# Tag Teams



## tshadowchaser (May 25, 2007)

Who was/is the best tag team in History?
Go way back in your memories or pick from a few I have mentioned


The Kangaroos
The Road Warriors
The Harts
Kane and Undertaker
The Warlord and Barbarian
The Sheepherders
Sabo and Van Damn
The Dudleys
The Stiners
Someone else


----------



## tshadowchaser (May 25, 2007)

Ok I am an Idiot I forgot to include the Andersons in that poll


----------



## Bob Hubbard (May 25, 2007)

I added it in for ya. 

Personally, I'd have to go with the Road Warriors. I think they were -the- team of record, though others like the Midnight Rockers, Dudleys, Midnight Express, Public Enemy and  Anderson & Blanchard are also well deserving.


----------



## stone_dragone (May 25, 2007)

The Road Warriors for certain, although Hulk Hogan and Randy "Macho Man" Savage made for some great drama.


----------



## arnisador (May 26, 2007)

Rowdy Roddy Piper, all by himself!!!


----------



## IcemanSK (May 26, 2007)

L.O.D. for sure! I also picked the Sheephearders for comidic effect.
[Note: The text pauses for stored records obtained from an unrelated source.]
PR #877, opened 2015-10-12
Pass in connection string as property

calebmer:
Whereas, I would like to be able to configure some specific `pg` properties, yet at the same time also be able to use a connection string. Therefore I propose support for the following client configuration:
```js
{
  connection: 'postgres://brian:pass@host1:333/databasename',
  poolSize: 10
}
```

The connection string would override other properties (`user`, `port`, etc).

### DIFF
--- a/lib/connection-parameters.js
+++ b/lib/connection-parameters.js
@@ -35,7 +35,7 @@ var useSsl = function() {
 
 var ConnectionParameters = function(config) {
   config = typeof config == 'string' ? parse(config) :
-           typeof config.connection == 'string' ? parse(config.connection) :
+           typeof config == 'object' && typeof config.connection == 'string' ? parse(config.connection) :
            (config || {});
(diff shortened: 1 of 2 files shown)


calebmer:
I closed this issue because I couldn't remember why I opened it, but on second thought, I do still want this feature. Is there anyone willing to comment at this point?

calebmer:
This could be very helpful for CLI tools that want users to provide only a PostgreSQL URL and also wants to configure out-of-band options like pool size.

langpavel:
I'm not sere if this is useful. When `connection` string is passed in, others should be used as defaults or others overrides connection string..? It make more sense first but.. When anybody wants this, it's trivial to implement using 'pg-connection-string' module. I personally want this but in my code not in this library.

calebmer:
Yeah, that's reasonable.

The Steiners were fun to watch as well.


----------



## tshadowchaser (May 27, 2007)

I had mentioned the Andersons because they where the first tag team iI rememberd that would take one part of the body and work it the whole match.
The Stiners may have had the most technical knowledge of all of them
The road warriors, weeeellll, they set the standard for all to follow,


----------



## terryl965 (May 27, 2007)

The road warriors but the minnisota wrecking crew of the Anderson was a great team as well, I also like the Stiner Brother.


----------